Effects pedals: Overdrive, Distortion, Fuzz & Metal
What is the difference between overdrive, distortion, fuzz and metal effects for electric guitar?
With electric guitar, you can use different effects pedals for different sounds. Oliver Poole, teacher at De Rosa Music, shows the difference between overdrive, distortion, fuzz and metal effects pedals.
Danelectro pedals used in this demo in order of appearance:
FAB D2 Overdrive | FAB D1 Distortion | CF-1 Fuzz | CM2 Metal
In the case of overdrive pedals, the intention is often twofold: either to provide a gain boost to “overdrive” a tube amp into distortion, or to approximate the mildly distorted sound of a slightly overdriven tube amp. In practice, most do a little of both.
It used to be that electric guitarists had to crank their amplifiers in order to get that grunge sound they wanted. Now, we can just use an overdrive pedal. An overdrive pedal essentially mimics the sound of an amplifier cranked to 11. It’s helpful, especially since dramatically stepping up the volume of your amplifier while at home usually isn’t an option. Overdrive is often used to play blues but it also has many applications in a lead guitar tone.
The Danelectro FAB D2 Overdrive provides a great crunch tone, whilst still retaining the original characteristics of the amp. It is also very useful as a boost into the front of an already overdriving amp to give a higher gain/boosted lead tone.
By definition, distortion pedals are designed to adulterate the guitar’s signal in and of themselves. Basic distortion boxes can be built around a simple network of transistors and clipping diodes, to both boost the signal and alter the waveform. All mass-market brands offer at least one distortion pedal—and often many.
Some might argue that there’s not much difference between a distortion pedal and an overdrive pedal, but I see plenty of difference. While an overdrive is designed to simply boost the signal without boosting volume, a distortion pedal is designed to purposefully clip the waveform of a guitar signal. Sometimes the two will be pushed into a single pedal, but not always. Whereas overdrive has more of a blues application, distortion can be heard in more rock and heavy metal applications. There are literally hundreds of distortion pedals so it’s hard to pick out the best, but here’s my attempt.
The Danelectro FAB D1 Distortion has a wide range of tones at its disposal. Coupled with a clean amp you are able to achieve classic rock crunch tones all the way through to a more saturated lead tone. The pedal also stacks well with an amp that is already being pushed to achieve more gain.
The fuzz pedal is one of the earliest stomp boxes on the market.
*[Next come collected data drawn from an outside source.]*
PR #2126, opened 2020-11-21
Refernce `pwsh.exe` without explicit path

tylerszabo:
PowerShell installs into different directories depending on how it was
installed. Use whatever `pwsh.exe` is in the path but explicitly check
version using `#Requires -Version` in the script files.

This change targets `master` because it's a fix for a build break rather than new feature work.

I have verified that:


JosefNemec:
This step has been completely removed from build process in Playnite 9 (`devel9`).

A very simple circuit the fuzz box altered the guitar’s signal by transforming it into a square wave.
Other than the old cranked amp or faulty preamp channel, these are the grandaddies of distortion devices. Fuzzes were also among the first of the transistorized guitar effects being built back in the early 1960s—which is no surprise when you discover the simplicity of most of them. It’s almost pointless to describe the sound of a vintage-style fuzz tone more than the name already does.
They slather a slightly wooly, rounded, warm but sparkly distortion all over the guitar signal (see, you could just say “fuzzy”) to give more meat, girth, and sustain to the sound. More imposing units can be guilty of taking charge of the entire signal and bending it to their own synthetic demands—“brick-wall processing,” as Hendrix-approved effects builder Roger Mayer puts it himself (meaning your signal hits that wall and cannot pass through without a total transformation of its nature and character)—while those which many consider to be the more playable devices retain elements of your dynamics, touch, feel, and core tonality. In the case of “brick wall” type fuzzes, the resultant sound is still, usually, more processed and artificial than any of the preceding types of pedals in this category.
Like the distortion, the Danelectro CF-1 Fuzz works well into a clean or dirty amp. It provides a fantastic gnarly fuzz sound and when paired with an already overdriven amp, it can give a smoother fuzzy lead tone.
For heavier rock/metal a fuzz could be usefeul but you are probably going to want a heavier distortion pedal as well. Some metal guitarists prefer to use a high powered clean amp and then achieve all of their overdrive/distortion through the use of pedals. Sometimes pedals provide a more satisfying high gain distorion tone.
The Danelectro CM2 Metal pedal is not really designed to accommodate a wide range of musical styles. It has been created for a specific task. The pedal is designed to change the overall EQ of the amp slightly to give that classic metal sound. However, the user is also able to tame the high end frequencies through the use of the tone control to stop the overall sound from getting too fizzy.
The Danelectro pedals used in this demo video are of great value for the price and they offer a simple, easy-to-use introduction to guitar effects.